● **Task directions**: The lines needed are those below that contain the word "from"; copy each one.

● **Data shown**:
····················

PR #1696, opened 2024-12-08
Better title bar for Cheats/Patches menu

Xphalnos:
Currently the title bar only shows "Cheats / Patches". Now it has the game title in addition.

Before:
image1

After:
image

### DIFF
--- a/src/qt_gui/cheats_patches.cpp
+++ b/src/qt_gui/cheats_patches.cpp
@@ -39,7 +39,7 @@ CheatsPatches::CheatsPatches(const QString& gameName, const QString& gameSerial,
       m_gameSize(gameSize), m_gameImage(gameImage), manager(new QNetworkAccessManager(this)) {
     setupUI();
     resize(500, 400);
-    setWindowTitle(tr("Cheats / Patches"));
+    setWindowTitle(tr("Cheats / Patches for ") + m_gameName);
 }
 
 CheatsPatches::~CheatsPatches() {}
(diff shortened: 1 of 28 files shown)


GHU7924:
I apologize for the OFFTOP, but I have a question about improvement. In order not to create new topics once again, I decided to write a message here, I hope it will not cause you any inconvenience.

Patches

I think you've already understood everything from the content of the screenshots, but I'll explain a little bit... while cheats can be deleted, patches can only be saved, could you also add a button to delete patches so as not to do it manually through the folder? 
The save button would become common to the entire window.  Is such a change possible?

EDIT: Or do something like this
Patches2

Xphalnos:
@GHU7924, I understand the usefulness of this but I don't think I'll be able to implement it. Maybe @DanielSvoboda will be able to since he's the one who created the cheat manager.

src/qt_gui/cheats_patches.cpp
```diff
@@ -39,7 +39,7 @@ CheatsPatches::CheatsPatches(const QString& gameName, const QString& gameSerial,
       m_gameSize(gameSize), m_gameImage(gameImage), manager(new QNetworkAccessManager(this)) {
     setupUI();
     resize(500, 400);
-    setWindowTitle(tr("Cheats / Patches"));
+    setWindowTitle(tr("Cheats / Patches for ") + m_gameName);
```
Osyotr, line 42: This should have been `setWindowTitle(tr("Cheats / Patches for %1").arg(m_gameName));` for better translations.

DanielSvoboda:
putting 'download' and 'delete' on the left side and 'save' on the right side seems to be better. In addition to deleting the file, you have to update the files.json file. It shouldn't be too difficult to do this, I can take advantage and translate the 'for'

PR #1697, opened 2024-12-08
Displays "Never Played" if the game has never been played

Xphalnos:
In the game list, if the game has never been played, instead of showing 0, it shows "Never Played".

Before:
Before

After:
After


DanielSvoboda:
Could change 'pt_BR.ts', the translation would be:
Nunca jogado

Xphalnos:
I resolved the conflicts with git. I also updated pt_BR.ts thanks to @DanielSvoboda. Ready to be merged!

GHU7924:
@Xphalnos It seems that there is a small moment, insignificant, but it is there. If you start a game you've never played and it crashes after a few seconds, the value will be 0. And since you changed the value of "0" to "never played", it might also be worth adding something like "less than a minute" for such cases. This is not so important, but on the other hand, this moment does not fit into the concept that you have implemented.


EDIT: Sorry, it wasn't the "Main Build", it looks like everything is fine with you, so this is a problem with another build and is related to something else.

DanielSvoboda:
Although hours and minutes are displayed, seconds are also recorded. A possible improvement would be to compare the value less than 1 instead of comparing it to zero.

PR #1683, opened 2024-12-07
renderer_vulkan: Introduce shader HLE system with copy shader implementation.

squidbus:
Introduces a system for implementing more efficient HLE macros for simple shaders.

In this case, implements a macro for a copy shader used by Bloodborne to copy arbitrary blocks of memory from one buffer to another. Currently this shader is responsible for big spikes in memory usage from mapping 2GB+ buffers of memory space to arbitrarily copy between. On a real console this would not be an issue since it just provides a window into the memory range, but for us this results in buffer memory allocations to cover the entire range.

By implementing this shader in HLE we can avoid these giant buffer allocations, instead only mapping much smaller areas where the copy actually occurs. This should eliminate memory spikes, reduce overall VRAM usage, and be generally more performant. We hope to have a more low-level solution for this problem in the future, but pending that this is a good way to keep memory usage under control and improve performance.

This also allows Bloodborne to go in-game on macOS (if compiled using the latest dev build of MoltenVK) since this shader was the main blocker for that. Still needs some more improvements to be fully stable.

Thanks to @raphaelthegreat for implementing the algorithm to batch the copies together.

PR #1705, opened 2024-12-08
Devtools - Shader editing

viniciuslrangel:
image

### DIFF
--- a/src/common/string_util.cpp
+++ b/src/common/string_util.cpp
@@ -37,6 +37,10 @@ std::vector<std::string> SplitString(const std::string& str, char delimiter) {
     return output;
 }
 
+std::string_view U8stringToString(std::u8string_view u8str) {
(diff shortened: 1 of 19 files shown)


Foul-Tarnished:
Cpuld this be used with #1683 to make game mods ? I mean try stuff with this, then export the shader and load it with #1683 automatically

Sure it may be easier to edit the game files directly, if there's a modding scene and tools to edit these files already

squidbus:
> Could this be used with #1683 to make game mods ? I mean try stuff with this, then export the shader and load it with #1683 automatically
> 
> Sure it may be easier to edit the game files directly, if there's a modding scene and tools to edit these files already

Not sure if you got the correct PR there as it's not related to modifying shaders like this. We do have https://github.com/shadps4-emu/shadPS4/pull/1633 in place which allows loading patched shader files, presumably you could take the shader you made here, compile to SPIR-V, and insert it in as a patched shader file through there.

····················

● **Answer box**:
I think you've already understood everything from the content of the screenshots, but I'll explain a little bit... while cheats can be deleted, patches can only be saved, could you also add a button to delete patches so as not to do it manually through the folder? 
In this case, implements a macro for a copy shader used by Bloodborne to copy arbitrary blocks of memory from one buffer to another. Currently this shader is responsible for big spikes in memory usage from mapping 2GB+ buffers of memory space to arbitrarily copy between. On a real console this would not be an issue since it just provides a window into the memory range, but for us this results in buffer memory allocations to cover the entire range.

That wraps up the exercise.